| EXERCISE BRIEF |
The response should be a precise copy of every entry.

DATA TO USE section start

PR #614, opened 2024-04-16
Prepare release 0.16.0

dnicolodi:
@rgommers Unless you have anything against it I'm going to get this out of the door in the next few days. The pending PRs will be material for 0.17.0

### DIFF
--- a/CHANGELOG.rst
+++ b/CHANGELOG.rst
@@ -11,6 +11,36 @@
 Changelog
 +++++++++
 
+0.16.0
+======
+
+- Correctly detect a wheel shipping shared libraries as being platform
+  dependent also when it does not ship compiled executables or Python
+  extension modules.
+- Use 11.0 as minimum macOS platform ABI tag on arm64: lower versions
+  do not exist on arm64.
+- Improve parsing of the ``$ARCHFLAGS`` environment
+  variable. Correctly handle repeated ``-arch`` flags.
+- Do not break when trying to log filename containing Unicode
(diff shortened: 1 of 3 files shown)


rgommers (approved):
Thanks @dnicolodi. I think that covers all the user-visible changes (outside of docs updates).

The one thing I'd consider adding is to note that the docs moved to https://mesonbuild.com/meson-python/. Worth including?

rgommers:
Ah, and: pre-commit has a minor complaint

rgommers:
Do you want to do this release, or do you want me to take care of it? Either way you may want to add your GPG key to `docs/about.rst`?

dnicolodi:
#594 should be mentioned too, probably. I'm not sure mentioning the documentation location change in a changelog that is visible only at the new location is that useful. But I don't have anything against it.

rgommers:
> #594 should be mentioned too, probably

Ah yes, agreed. There are two editable install related entries; this one is deserving of a separate mention indeed.

dnicolodi:
If you have the time for it, I'll appreciate if you could cut the release once the last bits are committed.

rgommers:
Sure, will do. I've been utterly swamped for too long, but I should just make time. Turning off Slack now and will keep working on meson-python for most of today:)

dnicolodi:
Thanks @rgommers! I updated the changelog, PTAL. I think there isn't anything else that we want to include in 0.16.0

rgommers:
LGTM, in it goes.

DATA TO USE section end

| EXERCISE RESPONSE |
PR #614, opened 2024-04-16
Prepare release 0.16.0

dnicolodi:
@rgommers Unless you have anything against it I'm going to get this out of the door in the next few days. The pending PRs will be material for 0.17.0

### DIFF
--- a/CHANGELOG.rst
+++ b/CHANGELOG.rst
@@ -11,6 +11,36 @@
 Changelog
 +++++++++
 
+0.16.0
+======
+
+- Correctly detect a wheel shipping shared libraries as being platform
+  dependent also when it does not ship compiled executables or Python
+  extension modules.
+- Use 11.0 as minimum macOS platform ABI tag on arm64: lower versions
+  do not exist on arm64.
+- Improve parsing of the ``$ARCHFLAGS`` environment
+  variable. Correctly handle repeated ``-arch`` flags.
+- Do not break when trying to log filename containing Unicode
(diff shortened: 1 of 3 files shown)


rgommers (approved):
Thanks @dnicolodi. I think that covers all the user-visible changes (outside of docs updates).

The one thing I'd consider adding is to note that the docs moved to https://mesonbuild.com/meson-python/. Worth including?

rgommers:
Ah, and: pre-commit has a minor complaint

rgommers:
Do you want to do this release, or do you want me to take care of it? Either way you may want to add your GPG key to `docs/about.rst`?

dnicolodi:
#594 should be mentioned too, probably. I'm not sure mentioning the documentation location change in a changelog that is visible only at the new location is that useful. But I don't have anything against it.

rgommers:
> #594 should be mentioned too, probably

Ah yes, agreed. There are two editable install related entries; this one is deserving of a separate mention indeed.

dnicolodi:
If you have the time for it, I'll appreciate if you could cut the release once the last bits are committed.

rgommers:
Sure, will do. I've been utterly swamped for too long, but I should just make time. Turning off Slack now and will keep working on meson-python for most of today:)

dnicolodi:
Thanks @rgommers! I updated the changelog, PTAL. I think there isn't anything else that we want to include in 0.16.0

rgommers:
LGTM, in it goes.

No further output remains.